Real Time Stream Processing with Apache Pulsar Functions
Build lightweight and scalable real-time data pipelines using Apache Pulsar Functions
As modern applications become more event-driven, there’s a growing need to process data in real time — from filtering logs to enriching messages and triggering alerts. Apache Pulsar Functions offer a lightweight, serverless compute framework for running real-time stream processing logic directly within the Pulsar messaging system.
In this guide, we’ll explore how to implement real-time stream processing using Pulsar Functions, including deployment models, scaling strategies, and best practices for efficient pipeline development.
What are Pulsar Functions?
Pulsar Functions are user-defined, event-driven functions that run inside the Apache Pulsar framework to process messages as they arrive.
Key features:
- Low-latency stream processing
- Built-in scaling and fault tolerance
- Supports Java, Python, and Go
- Seamlessly integrates with Pulsar topics
- No need for external compute frameworks like Flink or Spark
When to Use Pulsar Functions
Use Pulsar Functions when you need to:
- Enrich or transform messages in real-time
- Filter and route events across topics
- Perform lightweight aggregations
- Trigger alerts or downstream systems
- Implement custom pipelines without managing external stream processors
Pulsar Function Architecture
[Producer]
↓
[Input Topic]
↓
[Pulsar Function (Transform/Enrich/Filter)]
↓
[Output Topic(s) or External System]
Each function:
- Subscribes to one or more input topics
- Processes messages (optionally stateful)
- Writes results to output topics or external sinks
Example: Simple Transformation Function (Python)
def process_message(input, context):
# Add metadata to each message
return f"{input} | processed at {context.get_message_id()}"
# Save as transform.py
Deploy using:
pulsar-admin functions create \
--name enrich-logs \
--runtime python \
--py transform.py \
--input-topic raw-logs \
--output-topic enriched-logs \
--tenant public \
--namespace default
Stateful Processing
Pulsar Functions support stateful processing using built-in state stores.
Example (Java):
public String process(String input, Context context) {
int count = context.getState("count") == null ? 0 : Integer.parseInt(context.getState("count"));
count += 1;
context.putState("count", String.valueOf(count));
return input + " | msg #" + count;
}
State is persisted to BookKeeper and can be queried externally.
Deploying Functions
Deployment options:
- CLI: pulsar-admin or
pulsar-function-local-run
- REST API: For programmatic management
- Kubernetes: With Pulsar Operator or Helm charts
- Functions Worker: Runs on brokers or standalone workers
You can also package functions as JARs, Python scripts, or Docker images.
Scaling Pulsar Functions
Configure parallelism with:
--parallelism 3
Pulsar will create 3 instances of the function and spread them across available workers.
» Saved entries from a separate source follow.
PR #15940, opened 2025-08-03
web/a11y: Form Errors

GirlBossRush:
## Details

This PR resolves a collection of accessibility issues in form errors. The primary change here is a function component capable of rendering common form errors using our existing error parsing tools.

## See also

- #15894

### DIFF
--- a/web/src/elements/types.ts
+++ b/web/src/elements/types.ts
@@ -54,6 +54,19 @@ export type LitPropertyRecord<T extends object> = {
  */
 export type LitPropertyKey<K> = K extends string ? `.${K}` | `?${K}` | K : K;
 
+/**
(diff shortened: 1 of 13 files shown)


web/src/elements/types.ts
```diff
@@ -54,6 +54,19 @@ export type LitPropertyRecord<T extends object> = {
  */
 export type LitPropertyKey<K> = K extends string ? `.${K}` | `?${K}` | K : K;
 
+/**
+ * A React-like functional component. Used to render a component in a template.
```
kensternberg-authentik, line 58: Not really "rendering components," more like "fragments."  But it's a comment; let it pass.

kensternberg-authentik (approved):
I really like the restructuring.

PR #16007, opened 2025-08-06
website: Glossary

### LINKED ISSUE #18093: Glossary
- [ ] Review definitions
- [ ] Review look-n-feel
- [ ] Test findability/UX
- [ ] Announce in Rel Notes
- [ ] Announce in Discord ask for reviews and contributions if anyone wants

dominic-r:
Closes: AUTH-1228

Closes: #18093


website/docs/add-secure-apps/flows-stages/stages/source/index.md
```diff
@@ -18,7 +18,7 @@ Another use case is to route users to authenticate with your legacy (Okta, etc)
 
 It is very important that the configured source's authentication and enrollment flows (when set; they can be left unselected to prevent authentication or enrollment with the source) do **not** have a [User login stage](../user_login/index.md) bound to them.
 
-This is because the Source stage works by appending a [dynamic in-memory](../../../../core/terminology.md#dynamic-in-memory-stage) stage to the source's flow, so having a [User login stage](../user_login/index.md) bound will cause the source's flow to not resume the original flow it was started from, and instead directly authenticating the pending user.
+This is because the Source stage works by appending a [dynamic in-memory](../../../../core/glossary?term=dynamic_in_memory_stage) stage to the source's flow, so having a [User login stage](../user_login/index.md) bound will cause the source's flow to not resume the original flow it was started from, and instead directly authenticating the pending user.
```
dominic-r:
```suggestion
This is because the Source stage works by appending a [dynamic in-memory](../../../../core/glossary#dynamic-in-memory-stage) stage to the source's flow, so having a [User login stage](../user_login/index.md) bound will cause the source's flow to not resume the original flow it was started from, and instead directly authenticating the pending user.
```

website/docusaurus-theme/theme/DocCardList/GlossaryDocCardList.tsx
```diff
@@ -0,0 +1,325 @@
...
+                                aria-expanded={isExpanded}
+                            >
+                                {isExpanded ? "▼ Hide details" : "▶ Show details"}
+                            </button>
+                            {isExpanded && (
+                                <div className={sharedStyles.glossaryLong}>
+                                    {longParagraphs.map((paragraph, index) => (
+                                        <p
+                                            key={index}
+                                            dangerouslySetInnerHTML={{
```
dominic-r: Probably needs dompurify here and everywhere else

website/docusaurus-theme/theme/DocCardList/index.tsx
```diff
@@ -0,0 +1,106 @@
...
+): value is T & Record<K, unknown> {
+    return Object.prototype.hasOwnProperty.call(value, key);
+}
+
+/**
+ * Generates stable React keys from sidebar items, with fallback to index
+ */
+function getStableKey(item: GlossaryItem | PropSidebarItem, idx: number) {
+    if (typeof item === "object" && item !== null) {
+        if (hasOwnProperty(item, "docId") && typeof item.docId === "string") return item.docId;
```
kensternberg-authentik: Last Line Effect Risk! Consider:

```suggestion
      const match = ["docId", "id", "href", "label"].find(
        (name) => hasOwnProperty(item, name) && typeof item[name] === "string"
    );
    return match ? item[match] : idx;
```

website/docusaurus-theme/theme/utils/glossaryUtils.ts
```diff
@@ -0,0 +1,85 @@
...
+export function safeStringArrayExtract(value: unknown): string[] {
+    return Array.isArray(value)
+        ? value.filter((tag): tag is string => typeof tag === "string")
+        : [];
+}
+
+/**
+ * Extracts all available tags from a collection of terms
+ */
+export function extractAvailableTags(terms: readonly GlossaryHelperTerm[]): string[] {
```
kensternberg-authentik:
```suggestion
return Array.from(new Set(terms.flatMap(t => (t.tags ?? [])))).toSorted();
```

You could replace the whole thing with that.  Also, a lot of your functions are one-liner, perfect for arrowing.

```
export const extractAvailableTags = (terms: readonly GlossaryHelperTerm[]): string[]) =>
    Array.from(new Set(terms.flatMap(t => (t.tags ?? [])))).toSorted();
```

In either case, you should prefer `.toSorted()` here to `.sort()`; the latter takes up twice as much memory and takes twice as long to run.  I know, we're talking 2 milliseconds instead of one.

kensternberg-authentik (approved):
While I have some quibbles with the glossary, the code overall looks fine.  It would be nice if terms had tags that specified if something was an _authentik_ term or just an industry term, like "Application" vs "LDAP".  Also, the `#` symbol at the end of each entry feels... _weird_.  Like, that's an anchor, but it triggers a search-like behavior. That's unexpected.

Also: some snark about JavaScript.  :-)

tanberry (approved):
This is great, @dominic-r ! Impressive number of terms for first round.

PR #16010, opened 2025-08-06
web/a11y: Codemirror

GirlBossRush:
## Details

This PR resolves a collection of accessibility issues in the Codemirror web component. In addition to fleshing out Codemirror's lifecycle with Lit, our element now makes use of [`ElementInternals`](https://developer.mozilla.org/en-US/docs/Web/API/ElementInternals), allowing for a more native form input serialization. 

## See also

- #16011 (For full form compatibility)

### DIFF
--- a/web/src/elements/CodeMirror.ts
+++ b/web/src/elements/CodeMirror.ts
@@ -1,6 +1,6 @@
 import { EVENT_THEME_CHANGE } from "#common/constants";
 
-import { AKElement } from "#elements/Base";
+import { FormAssociatedElement } from "#elements/forms/form-associated-element";
 
 import { UiThemeEnum } from "@goauthentik/api";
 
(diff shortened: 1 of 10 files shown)


web/src/elements/mixins/internals.ts
```diff
@@ -0,0 +1,113 @@
...
+import { property } from "lit/decorators.js";
+
+/**
+ * A mixin that provides form-associated internals to the element.
+ *
+ * @see {@link https://developer.mozilla.org/en-US/docs/Web/API/ElementInternals | MDN}
+ *
+ * @see {@linkcode WithInternals}
+ */
+export interface InternalsMixin
```
kensternberg-authentik: this is a lot more `formAssociated` than it is `elementInternals`.  ElementInternals has _three_ separate uses, sadly; I think the W3C is just hanging off it "everything we wanted to do that we can't otherwise."  It does form association, [custom state management](https://www.dannymoerkerke.com/blog/the-hidden-power-of-custom-states-for-web-components/), and [ARIA integration](https://developer.mozilla.org/en-US/docs/Web/API/ElementInternals#instance_properties_included_from_aria), plus it's an extra check on components because internals is where the shadowDOM reference is actually kept.

Consider (a) changing the name to `formAssociatedMixin`, and (b) checking that the component does not already have an `internals` field.  Or make "adding internals" either it's own Mixin that you automatically include with this one (with that check, or find one of the "mixin dedup" functions Justin Fagnani has mentioned), or, you know, just add internals to the base class of the component library.

web/src/elements/CodeMirror.ts
```diff
@@ -83,131 +115,191 @@ export class CodeMirrorTextarea<T> extends AKElement {
...
+
+        if (this.#editor) {
+            console.debug("ak-codemirror: destroying editor");
+            this.#editor.destroy();
+        }
+    }
+
+    #focusListener = () => {
+        this.#editor?.contentDOM?.focus();
+    };
```
GirlBossRush, line 306: Note, while this works when a form error is shown, clicking an associated label is supported in #16011

kensternberg-authentik (approved):
Thanks for fixing the non-standard binary issue.

PR #16014, opened 2025-08-06
web/e2e: Playwright end-to-end test runner

GirlBossRush:
## Details

This PR introduces Playwright as an end-to-end test runner, replacing WebDriverIO.
The changes included in this branch do not include the tests, instead focusing on a smaller subset to review:

### What is included

- Playwright test fixtures
  - Form element selectors, buttons, etc
  - Wizard elements, buttons, etc
  - Pointer actions, clicking, pressing, etc
  - Session actions, login, logout
- An entity name generator, used to create unique names for users, groups, providers, and other resources during test runs
- Pino, a runtime-agnostic logger for use in test reporters, CLI scripts, and possibly in the front-end at a later time
- A few modifications to our TSConfig to type-check new tests
- Vitest boilerplate for unit tests

### What's not included

- Removing WebDriverIO
- Provider tests
- Accessibility improvements
- Alignment with the upcoming `@goauthentik/elements` package

## See also

- #16016

PR #15874, opened 2025-07-30
web: Form error rendering

GirlBossRush:
This PR adjusts form and wizard error handling to use existing utilities for a more consistent rendering.

## See also

- #15940 

---

## Checklist

-   [ ] Local tests pass (`ak test authentik/`)
-   [ ] The code has been formatted (`make lint-fix`)

If an API change has been made

-   [ ] The API schema has been updated (`make gen-build`)

If changes to the frontend have been made

-   [ ] The code has been formatted (`make web`)

If applicable

-   [ ] The documentation has been updated
-   [ ] The documentation has been formatted (`make docs`)

PR #16015, opened 2025-08-06
web/e2e: Session Tests

GirlBossRush:
## Dependencies

- #15894
- #15874
- #15876
- #15701
- #16014

## Details

This PR adds session tests to Playwright, allowing us to verify that authentication works for existing users. This is largely ported from the WebDriverIO tests

## See also

- #16016


GirlBossRush:
Resolved in #16014

Issue #16017, opened 2025-08-06
Failed standard search for a User with two or parts in name


tanberry:
If I have a User with the name `user 9` a standard search on the Users list page in the Admin UI doesn't return that user, but instead lists all users.

-   authentik version: [e.g. 2025.6.2]
-   Deployment: docker-compose

kensternberg-authentik:
I suspect this is an excess of enthusiasm in `core/api/users.py:UserViewSet`, which defines `search_fields = ["username", "name", "is_active", "email", "uuid", "attributes", "date_joined", "last_updated"]`.  A lot of those aren't text-searchable, like "is_active" and the Date-based fields, not without extra magic.  Our basic textual search is probably getting confused about those.  Limiting the field set to just "username", "name", and "email" would probably make more sense here.  (UUIDs _might_, but...)

I've tested this locally and am happy to say that doing so causes the search to behave as expected and doesn't seem to break anything else. The only place `UserViewSet` is mentioned is in the corresponding `url.py` file (and a structural mention in `enterprise/middleware.py`, but not relevant to this issue). Changing the `search_field` list does not break other features of a search request, such as `ordering`.

tanberry:
Also just noticed that the `X` beside the Search field doesn't clear the contents of the Search field.

PR #16020, opened 2025-08-06
core: limit User search_field to pure text only

kensternberg-authentik:
core/core: limit the User search field to pure text fields

# What

This commit limits the `core/api/users.py:UserViewSet.search_field` entries to a list of fields that, logically, an admin would want to search on when looking for a user. The search is now limited to “username”, “name” (the display name), and “email”.

# Why

[The documentation for DRF states](https://www.django-rest-framework.org/api-guide/filtering/), “The search_fields attribute should be a list of names of text-type fields on the model, such as CharField or TextField.” A quick look through Stack Overflow and Reddit reveals that lots of users have struggled with this restriction, but also that DRF can return highly erroneous lists when non-text fields are included in `search_field`.

We encountered this bug while looking for a user in a very large collection. Usernames with spaces were likely to match on a text segment rather than the whole query, and searches were failing to limit their returns to anything vaguely resembling the original query string.

Searches for non-text data should be done using the `filterset` feature.

# Fixes

[Failed standard search for a User with two or parts in name #16017](https://github.com/goauthentik/authentik/issues/16017)

# Checklist


authentik/core/api/users.py
```diff
@@ -405,21 +410,15 @@ class UserViewSet(UsedByMixin, ModelViewSet):
     ordering = ["username", "date_joined", "last_updated"]
     serializer_class = UserSerializer
     filterset_class = UsersFilter
-    search_fields = [
```
kensternberg-authentik, line 408: This is the only change to the actual functionality.  Everything else is the result of my running `black`.

dominic-r:
Ken opening a backend pr? Would not have put that on my bingo card 🤣

kensternberg-authentik:
> Ken opening a backend pr? Would not have put that on my bingo card 🤣

I used to be [very, very good](https://stackoverflow.com/search?q=user:166838+[django]) at Django.

authentik/core/api/users.py
```diff
@@ -405,21 +410,15 @@ class UserViewSet(UsedByMixin, ModelViewSet):
...
-        "username",
-        "name",
-        "is_active",
-        "email",
-        "uuid",
-        "attributes",
```
rissson, line 414: I would keep uuid, but otherwise LGTM

rissson (approved):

Use key-based routing for sticky assignment:
context.get_output_topic_producer("output").send_async(key, value)
Integrating with External Systems
Pulsar Functions can call external APIs or emit to other systems:
import requests
def process(input, context):
requests.post("https://api.example.com/event", json={"msg": input})
return input
Use this for:
- Triggering webhooks
- Posting alerts
- Sending data to monitoring systems
Monitoring and Observability
Monitor functions with:
- pulsar-admin functions stats
- Prometheus metrics from function workers
- Function logs via CLI or broker logs
Metrics include:
- Processed message count
- Failures
- Latency
- Resource usage
Best Practices
✅ Keep logic simple and lightweight
✅ Use stateful features sparingly to reduce overhead
✅ Handle errors and log exceptions clearly
✅ Use environment variables or configs for parameters
✅ Version and test functions before deploying to production
✅ Monitor performance and scale based on throughput
Conclusion
Apache Pulsar Functions offer a powerful yet lightweight way to build real-time stream processing applications directly inside your messaging infrastructure. By reducing operational complexity and allowing inline transformation, Pulsar Functions enable fast, scalable, and efficient data pipelines for modern event-driven architectures.
Whether you’re enriching messages, routing events, or powering alerts — Pulsar Functions give you the tools to process streaming data in real time, with minimal overhead.